Charles Philippe Marchand De l'intervention des étrangers dans le gouvernement de la France (1819)

Sous l'empire d'un régime constitutionnel, comme celui sous lequel nous vivons, tout doit donc s'abaisser devant la loi ; le monarque n'est pas exempt de cette obéissance. Toutefois, on doit au roi la déférence qu'exige sa position comme chef de l'état ; nous devons faire ce qu'il ordonne tant qu'il est le fidèle interprète de la loi. Mais par la même raison nous n'appartenons qu'à celle-ci ; les mots de maître et de sujet sont sans application dans notre gouvernement. Ailleurs les hommes sont faits pour les rois ; en France les rois sont faits pour les hommes.
Source : Gallica

Charles Philippe Marchand De l'intervention des étrangers dans le gouvernement de la France (1819)

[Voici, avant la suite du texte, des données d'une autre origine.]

PR #563, opened 2024-11-19
feat(span): Use JsonViewer for JSON-like queries such as MongoDB

### LINKED ISSUE #562: MongoDB queries are not formatted
MongoDB queries are valid JSON so we should use our nice JSON viewer when we detect a query is valid JSON.

BYK:
Fixes #562.

### DIFF
--- a/packages/overlay/src/integrations/sentry/components/traces/spans/SpanDetails.tsx
+++ b/packages/overlay/src/integrations/sentry/components/traces/spans/SpanDetails.tsx
@@ -22,15 +22,16 @@ function DBSpanDescription({ desc, dbType }: { desc: string; dbType?: string }) 
     }
   }
 
+  let description = desc;
   if (desc.match(/^(SELECT|INSERT|UPDATE|DELETE|TRUNCATE|ALTER) /i)) {
     try {
-      desc = formatSQL(desc.replace(/([\s,(])(%[a-z])([\s,)])/gim, '$1?$3'), { language: dbType || 'sql' });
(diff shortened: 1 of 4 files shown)


Shubhdeep12:
Hi @BYK can you please add an envelope under overlay/_fixtures with mongodb queries. that would be helpful.
thanks

packages/overlay/src/integrations/sentry/components/traces/spans/SpanDetails.tsx
```diff
@@ -9,16 +9,28 @@ import { getDuration } from '../../../utils/duration';
...
+    } catch (_err) {
+      // pass
+    }
+  }
 
-function formatSpanDescription(desc: string) {
   if (desc.match(/^(SELECT|INSERT|UPDATE|DELETE|TRUNCATE|ALTER) /i)) {
     try {
-      return formatSQL(desc.replace(/([\s,(])(%[a-z])([\s,)])/gim, '$1?$3'));
+      desc = formatSQL(desc.replace(/([\s,(])(%[a-z])([\s,)])/gim, '$1?$3'), { language: dbType || 'sql' });
```
Shubhdeep12, line 27: although its fine, but i think we should not mutate the arguments(desc).

Shubhdeep12:
> Hi @BYK can you please add an envelope under overlay/_fixtures with mongodb queries. that would be helpful. thanks

we can do this later. accepting this now.

Shubhdeep12 (approved):

Shubhdeep12 (approved):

Déjà quelques lois assurent l'exécution de plusieurs dispositions de la charte; ces lois ne sont point transitoires, elles sont la conséquence du pacte conclu entre le pouvoir exécutif et la nation : y toucher serait ébranler tout l'édifice ; on ne peut plus qu'y ajouter, et la tâche est déjà assez imposante. Les hommes monarchiques voudraient, je le sais, détruire ce qui a été fait, revenir à un
système de gouvernement plus favorable à leurs anciens priviléges, faire revivre l'inégalité parmi les citoyens, et, sous d'autres noms peut-être, ramener le régime féodal dans toute sa pureté.
Source : Gallica

Charles Philippe Marchand De l'intervention des étrangers dans le gouvernement de la France (1819)

C'est de la raison, c'est de la justice qu'il nous faut ; c'est notre raison , c'est le sentiment de la justice que nous opposerons aux turpitudes d'une faction ou à l'envahissement du pouvoir. Le règne des lois d'exception est passé, la charte seule doit être notre boussole, le retour au gouvernement de 1815 est aussi impossible que le serait le retour aux fureurs de 93.